モンゴルのゴビ砂漠で恐竜の化石を発掘する調査隊のメンバー(林原提供)

 公募すると、全国から研究者などが集まり、地元の人材が入れなくなる。だから、地元大学の先生に頼み、社員の99・9%は地元から採用している。もし、うちがなければ、優秀な人材が県外に流出してしまう。

 ―全国から地域に優秀な人材を集めることも、地元貢献では。

 そこまでして大きくはしたくないし、雇用を増やさないと、地元の発展もありませんから。研究には、世界から優秀な人材を高い給料で集めた方がいいのかもしれませんが、うちは大企業と競合しない分野を手掛けていて、トップの人材でなくてもこなせる。けれど、こなした後は、その分野では第一人者になれる。それが、うちの人材育成のやり方です。

 ―視線は常に地元に向いてますね。

 岡山でお世話になって約百二十年。もっと地域が良くなってほしいと思っている。地元に残った人は自信がなくて、東京に出て行った人が一番、自分は二番だと思う意識が非常に強い。それを変えなくちゃいけない。そういうところが積もり積もって、地方における過疎問題ができているのじゃないのでしょうか。

 東京の岡山県人会なんか、山ほどいます。東京でこんなに県人会が大きいことは、ちっとも自慢じゃない。過疎化の最たる証しですよ。

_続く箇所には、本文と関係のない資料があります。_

PR #506, opened 2024-12-02
build: add pnpm run release script

goetzrobin:
## PR Checklist

## PR Type

- [ ] Bugfix
- [ ] Feature
- [x] Build related changes
- [ ] CI related changes

- [ ] accordion
- [ ] alert
- [ ] alert-dialog
- [ ] aspect-ratio
- [ ] avatar
- [ ] badge
- [ ] button
- [ ] calendar
- [ ] card
- [ ] checkbox
- [ ] collapsible
- [ ] combobox
- [ ] command
- [ ] context-menu
- [ ] data-table
- [ ] date-picker
- [ ] dialog
- [ ] dropdown-menu
- [ ] hover-card
- [ ] icon
- [ ] input
- [ ] label
- [ ] menubar
- [ ] navigation-menu
- [ ] pagination
- [ ] popover
- [ ] progress
- [ ] radio-group
- [ ] scroll-area
- [ ] select
- [ ] separator
- [ ] sheet
- [ ] skeleton
- [ ] slider
- [ ] sonner
- [ ] spinner
- [ ] switch
- [ ] table
- [ ] tabs
- [ ] textarea
- [ ] toast
- [ ] toggle
- [ ] tooltip
- [ ] typography

Robin does some manual search and replace and runs a bunch of commands in his shell

Closes #

## What is the new behavior?

You can set the following environment variables

```
NPM_TOKEN=npm_AND_SO_ON
TAG=latest
VERSION=0.0.1-alpha.370
```
and then execute
```
pnpm run release
```
and it will set the right version for the UI libs and CLI and release them to NPM

- [ ] Yes
- [ ] No


goetzrobin:
I tried setting up semantic-release, but you are forced to start with v1.0.0.
Brandon suggested to just manually update the version until that point.
I think we can also add some logic for the script to automatically increase the alpha version by 1 and set up a nightly build.

Curious to get your feedback and hear your thoughts!
@thatsamsonkid @elite-benni @ashley-hunter

libs/tools/src/executors/release/build-update-publish/executor.spec.ts
```diff
@@ -19,7 +18,6 @@ describe('BuildUpdatePublish Executor', () => {
 		jest.spyOn(projectHelper, 'getProjectName').mockReturnValue(libName);
 
 		// Mock updateVersion and npmPublish to return { success: true }
```
elite-benni, line 20: The comment is now confusing when updateVersion is not here anymore.

libs/tools/src/generators/replace-ui-version/generator.ts
```diff
@@ -0,0 +1,76 @@
...
+	return results;
+}
+
+const getSpartanDependencyKeys = (dependencies?: Record<string, string>): string[] =>
+	Object.keys(dependencies ?? {}).filter((key) => key.startsWith('@spartan-ng'));
+
+const replaceUiVersionInCliVersionsFile = (tree: Tree, oldVersion: string, newVersion: string) => {
+	const filePath = `libs/cli/src/generators/base/versions.ts`;
+	let contents = tree.read(filePath).toString();
+	contents = contents.replaceAll(oldVersion, newVersion);
```
elite-benni, line 27: It is not the case now, but does this have the potential to replace versions of other packages too in the future if some other const has the same version as spartan oldVersion?

release.config.mjs
```diff
@@ -26,15 +25,21 @@ export default {
...
+				prepareCmd: 'TAG=latest,VERSION=${nextRelease.version} pnpm run pre-release',
+				releaseCmd: 'TAG=latest,VERSION=${nextRelease.version} pnpm run release',
 			},
 		],
 		[
 			'@semantic-release/git',
 			{
-				assets: ['libs/**/package.json', 'package.json', 'CHANGELOG.md'],
-				message: 'chore(release): -v${nextRelease.version} [skip ci]\n\n${nextRelease.notes}',
+				assets: [
```
elite-benni, line 35: is the root package.json not changed anymore?

elite-benni (commented):
Just minor comments / questions. 

To answer your question: 
I'd suggest manually updating until release 1.0.0 is fine. 
I hope, that it doesn't take too long to get to stable and with these scripts set up, the manual release should not be too much of an effort?
Also I am not sure how this interferes with the changes of the secondary entrypoints.

release.config.mjs
goetzrobin: It never was, but we could store the current version as a source of truth there. I think keeping CLI and UI in sync also reduces additional complexity as we move forward

libs/tools/src/generators/replace-ui-version/generator.ts
goetzrobin: Good point. We might want to make this a little smarter and only change versions with spartan in their variable name

libs/tools/src/executors/release/build-update-publish/executor.spec.ts
goetzrobin: Good point! I'll remove it

libs/tools/src/generators/replace-ui-version/generator.ts
goetzrobin: @elite-benni added some regex to handle this better and covered it by a unit test to make sure we don't mess up other versions as you pointed out 👍

goetzrobin:
> Just minor comments / questions.
> 
> To answer your question: I'd suggest manually updating until release 1.0.0 is fine. I hope, that it doesn't take too long to get to stable and with these scripts set up, the manual release should not be too much of an effort? Also I am not sure how this interferes with the changes of the secondary entrypoints.

I am working on a follow up PR that would also set up an automated daily release, so we would be set up there.

@ashley-hunter please let me know if there's anything for me to keep in mind to not have this conflict with your secondary entry-points PR.

ashley-hunter:
> > Just minor comments / questions.
> > To answer your question: I'd suggest manually updating until release 1.0.0 is fine. I hope, that it doesn't take too long to get to stable and with these scripts set up, the manual release should not be too much of an effort? Also I am not sure how this interferes with the changes of the secondary entrypoints.
> 
> I am working on a follow up PR that would also set up an automated daily release, so we would be set up there.
> 
> @ashley-hunter please let me know if there's anything for me to keep in mind to not have this conflict with your secondary entry-points PR.

Apologies, haven't had a chance to deep dive into the PR yet, but from the quick look I have had I don't think there is too much to keep in mind - the only real change in the end is there will be one brain package rather than many, so I guess if anything it will just result in less versions needing updated in places.

While on the topic - but not to derail - the secondary entrypoints PR currently sets up the library and has moved across one brain library (checkbox). Would you rather every library just be moved in one large PR, or separate PRs like how we've been approaching signals? For example, if you're happy to do them in separate PRs, then the initial setup and checkbox are migrated and could be merged if you want to verify your release setup with it - if you'd rather it all in one go we can always do a follow on pass at the release scripts once everything is migrated to verify if anything needs changed or can be cleaned up.

I notice one discussion point on CLI vs UI version - I too think it might be a good idea to align these in future, makes it easy to know if versions are compatible with each other, especially in cases where you maybe want to downgrade or upgrade but not to the latest version its easy to know which version of each needs to be installed.

goetzrobin:
> > > Just minor comments / questions.
> > > To answer your question: I'd suggest manually updating until release 1.0.0 is fine. I hope, that it doesn't take too long to get to stable and with these scripts set up, the manual release should not be too much of an effort? Also I am not sure how this interferes with the changes of the secondary entrypoints.
> > 
> > 
> > I am working on a follow up PR that would also set up an automated daily release, so we would be set up there.
> > @ashley-hunter please let me know if there's anything for me to keep in mind to not have this conflict with your secondary entry-points PR.
> 
> Apologies, haven't had a chance to deep dive into the PR yet, but from the quick look I have had I don't think there is too much to keep in mind - the only real change in the end is there will be one brain package rather than many, so I guess if anything it will just result in less versions needing updated in places.
> 
> While on the topic - but not to derail - the secondary entrypoints PR currently sets up the library and has moved across one brain library (checkbox). Would you rather every library just be moved in one large PR, or separate PRs like how we've been approaching signals? For example, if you're happy to do them in separate PRs, then the initial setup and checkbox are migrated and could be merged if you want to verify your release setup with it - if you'd rather it all in one go we can always do a follow on pass at the release scripts once everything is migrated to verify if anything needs changed or can be cleaned up.
> 
> I notice one discussion point on CLI vs UI version - I too think it might be a good idea to align these in future, makes it easy to know if versions are compatible with each other, especially in cases where you maybe want to downgrade or upgrade but not to the latest version its easy to know which version of each needs to be installed.

I am fine with doing one by one. Do we still release them under their current package or would they simply be moved to the brain package and the primitive specific package is discontinued?

ashley-hunter:
> I am fine with doing one by one. Do we still release them under their current package or would they simply be moved to the brain package and the primitive specific package is discontinued?

In its current state the individual primitive libraries are removed entirely, however I have added a generator/schematic that someone can run to automatically update any imports etc.. to the new equivalent. That being said, if you still want to preserve the old packages we could add an additional pre-release step to generate any removed packages in the dist folder and they would simply re-export from the secondary entrypoint. But it depends whether you want to preserve them or whether the generator for migration is sufficient.

goetzrobin:
@ashley-hunter l decided to go with pushing for secondary entry points ASAP! Especially, since you have created such a great migration experience where they can just run a simple command and take advantage of the new structure! I'll adjust this PR to take that into consideration! Thanks so much!

ashley-hunter:
@goetzrobin no problem! Thank you! I'll begin migrating other entry points over the next few days. I have a generator to take care of most of it automatically, so I don't suspect it should take too long to move over entirely.

goetzrobin:
@ashley-hunter @elite-benni released a new version based on these changes. this should get us pretty close to automatic nightly releases!

ashley-hunter:
> @ashley-hunter @elite-benni released a new version based on these changes. this should get us pretty close to automatic nightly releases!

Brilliant!! Great work, this will be an excellent improvement 😊

elite-benni (approved):

PR #542, opened 2024-12-24
chore: add .nvmrc file for Node.js version 22.9.0

JeevanMahesha:
## PR Checklist

---

## PR Type

- [ ] Bugfix  
- [ ] Feature  
- [ ] Refactoring (no functional changes, no API changes)  
- [x] Build related changes  
- [ ] CI related changes  

---

- [x] None (This PR doesn't modify a specific package, it updates the overall project setup.)

---

Currently, there is no `.nvmrc` file in the repository, which can lead to inconsistencies in the Node.js version used by contributors.

Closes: N/A

---

## What is the new behavior?

The `.nvmrc` file has been added to specify the recommended Node.js version, ensuring that all contributors use the same version during development.

---

- [ ] Yes  
- [x] No  

---

## Other information

This is an initial step to improve developer experience by introducing Node.js version management through `.nvmrc`.


.nvmrc
```diff
@@ -0,0 +1 @@
+22.9.0
```
ajitzero, line 1: Thanks for this! I just noticed that we don't mention anything like this in the contributing guide, etc., but should have been added. Maybe with a different PR?

A couple of points:

1. Please include a `.node-version` file with the same contents. Thanks to fragmentation between node version managers, every tool except `nvm` looks for a `.node-version` file. While `nvm` is stable on macOS/Linux, it often enters a problematic state in Windows, so many people have switched to other alternatives.
2. I can't recall where I remember this from, but `.nvmrc` (and `.node-version`) should only include the major version to allow for easy upgrades through minor versions.
```suggestion
22
```

JeevanMahesha: @ajitzero  Thank you for the feedback! 

I’d like to address the points you raised:

1. **Regarding `.node-version`**: We already have a `.node-version` file for Windows users, and this PR extends support for macOS and Linux users by introducing `.nvmrc`. This ensures broader compatibility across platforms while keeping the workflow seamless for contributors.

2. **Specific Version vs. Major Version**: 
   I understand your suggestion to use only the major version for flexibility and ease of upgrades. However, for open-source projects, using a specific version often ensures consistency across development, CI pipelines, and production environments. This avoids potential issues such as:
   - Non-reproducible bugs if contributors or CI pipelines use different patch or minor versions.
   - Unexpected regressions or deprecations introduced in minor or patch updates, which can disrupt the workflow.

While I see the value in using the major version for personal or fast-moving projects, I believe specifying an exact version is more suitable for open-source projects where consistency and reproducibility are critical.

Let me know if you'd like to discuss further or if you'd prefer a separate PR for `.node-version` adjustments. 

Thanks again for your thoughtful review!

ajitzero: > 1. We already have a `.node-version` file

Whoops! I missed that.

> This avoids potential issues such as

So again, I'm really not sure what/who I'm recalling when I say we should only save the major version, so feel free to ignore that part.

The minor versions in Node have been very stable over time and _ideally_ shouldn't introduce any breaking changes. I think its fine if we leave it in though.

---

I'm now considering that nvm users should just symlink `.node-version` to `.nvmrc` instead us maintaining two files for the same thing. A lot of better alternatives exist now, [which all support `.node-version`](https://github.com/shadowspawn/node-version-usage#compatibility-testing).

While the maintainer behind `nvm` refuses to support a standard format ([due to lack of personal bandwidth](https://github.com/nvm-sh/nvm/issues/794)), I guess this project probably doesn't use nvm either, since we have a .node-version file in here.

I personally use `fnm`, but maybe others could chime in? Instead, we could update the contributing guide to mention our preferred node version management tool. / @goetzrobin @ashley-hunter @thatsamsonkid

ashley-hunter: Yeah, the issue seems to be there isn't really a standard, I used NVM for a while, but recently a macOS update made it significantly slower. As a result I switched to Volta, however Volta uses a different convention for specifying the node version again, so adding more and more configs doesn't really seem like a great solution.

We do already define the required version in the engines field in package.json:

https://github.com/spartan-ng/spartan/blob/d7f1338aa062198dccbc482299c2e0a434f0c5f8/package.json#L188

This should throw an error when trying to run PNPM install if you are using an unsupported version, which would result in the user having to use the correct node version in whatever node version manager they use - if any.

So perhaps that is enough? Maybe just add a section to the contributing guide specifying the required version?

goetzrobin: I agree with @ashley-hunter here. Ultimately it's up to the developer to decide which tool they want to use to get the right node version to run the project. I think we can add a section to the contributing guide and if you'd like to describe your setup with `nvm`

dexxiez: Let CI/CD checks have final say, easy

JeevanMahesha:
After review and considering the current project setup, I’ve decided to close this PR. The existing configuration, which specifies the required Node.js versions in the engines field of package.json, already effectively handles the use case this PR aimed to address.

JeevanMahesha:
After review and considering the current project setup, I’ve decided to close this PR. The existing configuration, which specifies the required Node.js versions in the engines field of package.json, already effectively handles the use case this PR aimed to address.

Thank you.

PR #550, opened 2025-01-09
fix: code quality linting improvements

ashley-hunter:
## PR Checklist

## PR Type

- [ ] Bugfix
- [ ] Feature
- [ ] Build related changes
- [ ] CI related changes

- [ ] accordion
- [ ] alert
- [ ] alert-dialog
- [ ] aspect-ratio
- [ ] avatar
- [ ] badge
- [ ] button
- [ ] calendar
- [ ] card
- [X] checkbox
- [ ] collapsible
- [ ] combobox
- [ ] command
- [ ] context-menu
- [ ] data-table
- [ ] date-picker
- [ ] dialog
- [ ] dropdown-menu
- [ ] hover-card
- [ ] icon
- [ ] input
- [ ] label
- [ ] menubar
- [ ] navigation-menu
- [ ] pagination
- [ ] popover
- [ ] progress
- [ ] radio-group
- [ ] scroll-area
- [ ] select
- [ ] separator
- [ ] sheet
- [ ] skeleton
- [ ] slider
- [ ] sonner
- [ ] spinner
- [ ] switch
- [ ] table
- [ ] tabs
- [ ] textarea
- [ ] toast
- [ ] toggle
- [ ] tooltip
- [ ] typography

N/A

## What is the new behavior?

- Following the discussion on discord earlier where linting errors may occur in an Nx repo, I have went through our code and fixed some areas where eslint was disabled due to things like poor types etc.. This is a pre-cursor to fixing the reported issue, but should reduce the custom settings required to be any shared config we ship.

- Fixing an eslint config using old format.

- I have also removed a checkbox icon component as it can be inlined to reduce amount of code required - and we previously had icon class and icon name inputs for the checkbox. These don't seem very useful and normally the check icon would be the same in all checkboxes. In the rare case that this would need to be changed, the code can be modified in the project as it is a helm component, but it seems cleaner not to pollute to component API for a very rare case that has a simple workaround - I can revert if there is a valid case Im not aware of.

- [x] Yes
- [ ] No

This removes the checkbox icon and checkbox icon class inputs. Typically every checkbox in an app should have the same icon, so customization should be done within the helm component rather than having to do it on every checkbox in an app. I can revert this is we feel its really beneficial, but no other ui libraries seem to offer this so it seems unlikely to have widespread usage.


libs/ui/checkbox/helm/src/lib/hlm-checkbox.component.ts
```diff
@@ -27,9 +30,9 @@ export const HLM_CHECKBOX_VALUE_ACCESSOR = {
 			[aria-labelledby]="ariaLabelledby()"
 			[aria-describedby]="ariaDescribedby()"
 			(changed)="_handleChange()"
-			(touched)="_onTouched()"
+			(touched)="_onTouched?.()"
 		>
-			<hlm-checkbox-checkicon [class]="checkIconClass()" [iconName]="checkIconName()" />
+			<ng-icon hlm size="sm" name="lucideCheck" />
```
elite-benni, line 35: The name should come from the input, some users want to use another icon. 
I see that you removed the input. I would say this is a breaking change.
Would you say, if someone wants another icon he should change the hlm source in his repo?

ashley-hunter: Yes, so I guess the question is, where does it make sense for this kind of customization? Is there really a common case for checkboxes in different parts of an app to have a different check icons? 
In most cases that I have seen e.g. material, shadcn etc.. the icon is always the same for every checkbox. 

I can see a case where a user may want a different icon for every checkbox, in which case customizing the helm component makes perfect sense. But does it make sense to also change it on a per instance basis? 

If so I can certainly add it back in, happy to hear thoughts!

elite-benni: I cannot remember why the inputs were there in the first place.
I just wanted to point out that some users could maybe used this feature. 
Just an example that pops into my head. Someone used checkbox in a tic tac toe game. Maybe not the best example. 😉 But we don't know what users are coming up with when using the library. 

In an normal app i totally agree with you, that checkboxes should always look the same, and maybe these special cases should not be handled with a checkbox. 

Both ways have their valid points and I have a hard time to decide which one is better. 

Just another question. Who provides the icon now, that was previously done by the hlmcheckicon component, which also was a little bit weird if someone used his own icon.  
So maybe the cleaner end result is to remove it and document it as breaking change.

ashley-hunter: The helm checkbox icon component was only used internally so never something that would have been used by a consumer.
The checkbox component now provides the icon directly.
But yes in the case where someone was to provide a custom icon they would have to provide it manually themselves.

I'm happy to restore it if we think it's worth it, just not something any other library I see provides out of the box and most libraries don't copy the components into the project, we do, so that kind of infrequent thing could be added in the project if someone needed it, rather than us needing to provide it by default for everyone, but I can easily restore it if we think it's best.

elite-benni: Oh i missed that!

It is fine for me, if someone needs the inputs he still has the possibility to do this in his own helm component. 

I believe it is the cleaner way, but it has the possibility to be a breaking change. 

Nice work

ashley-hunter: Grand, I have updated the PR description to mention this. If anyone else has an opinion let me know, happy to revert this if needed. Thanks for you feedback!

libs/ui/checkbox/helm/src/lib/hlm-checkbox.component.ts
```diff
@@ -1,9 +1,12 @@
 import { Component, booleanAttribute, computed, forwardRef, input, model, output, signal } from '@angular/core';
 import { NG_VALUE_ACCESSOR } from '@angular/forms';
+import { NgIcon, provideIcons } from '@ng-icons/core';
+import { lucideCheck } from '@ng-icons/lucide';
 import { BrnCheckboxComponent } from '@spartan-ng/brain/checkbox';
 import { hlm } from '@spartan-ng/brain/core';
+import { ChangeFn, TouchFn } from '@spartan-ng/brain/forms';
```
ajitzero, line 7: super minor nit:
```suggestion
import type { ChangeFn, TouchFn } from '@spartan-ng/brain/forms';
```

libs/ui/icon/helm/src/lib/hlm-icon.directive.ts
```diff
@@ -1,12 +1,7 @@
 import { Directive, computed, input } from '@angular/core';
 import { injectHlmIconConfig } from './hlm-icon.token';
 
-// eslint-disable-next-line @typescript-eslint/no-unused-vars
-const DEFINED_SIZES = ['xs', 'sm', 'base', 'lg', 'xl', 'none'] as const;
-
-type DefinedSizes = (typeof DEFINED_SIZES)[number];
-
-export type IconSize = DefinedSizes | (Record<never, never> & string);
+export type IconSize = 'xs' | 'sm' | 'base' | 'lg' | 'xl' | 'none' | ({} & string);
```
ajitzero, line 4: I can't find a clear/objective reason for this, but using `Record<never, never>` is recommended over `{}`.

- This is the most "complete" request I could find: https://github.com/dotansimha/graphql-code-generator/issues/6068
- And this is also from the above issue: https://github.com/microsoft/TypeScript/wiki/FAQ#why-are-all-types-assignable-to-empty-interfaces

```suggestion
export type IconSize = 'xs' | 'sm' | 'base' | 'lg' | 'xl' | 'none' | (Record<never, never> & string);
```

ajitzero (approved):
This was much needed! Thanks for this!

I left few a very minor comments:

libs/ui/icon/helm/src/lib/hlm-icon.directive.ts
ashley-hunter: Yes, typically that is absolutely the case if you are using it as a type, in this case it doesn't change the type, it's a bit of a hack to get the typescript autocomplete to work nicer.

If we do something like 'sm' | 'xs' | string, typescript collapses the union down to just string and we get no autocomplete as you can provide suggestions for type string. This little addition doesn't affect the type, but does stop the union from collapsing giving us autocomplete suggestions 😊

libs/ui/checkbox/helm/src/lib/hlm-checkbox.component.ts
ashley-hunter: Thanks! Updated!

libs/ui/icon/helm/src/lib/hlm-icon.directive.ts
ajitzero: Yeah, no, I get that part. I meant that using `Record<never, never>` works in the same way as `{}` to enable the autocomplete, but it is generally more type-safe. Having said that, I can't find anything to cite this 😅

From what I can find, the type-safety issue arises only if we use them standalone, not in union. In this case, there appears to be no difference in the expected output, so this is completely fine.

ashley-hunter: Ah apologies, I see what you mean. Correct, yes, we & the empty object type with a string which avoids the type issues normally associated with {} if used standalone 😊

 ―地域の発展には、雇用の場の創出が欠かせないわけですね。

 会社が大きくなれば、その土地の優秀な人材を吸収できる。それが町の発展を支える。だから、地域を良くしようと思えば、いい人が残れる企業集積が必要だ。ただ単に大きな工場がよそから来て雇用したのでは駄目。小さくてもいいから、質では大企業に勝てる内容じゃないと、いい人材は地元にとどまりません。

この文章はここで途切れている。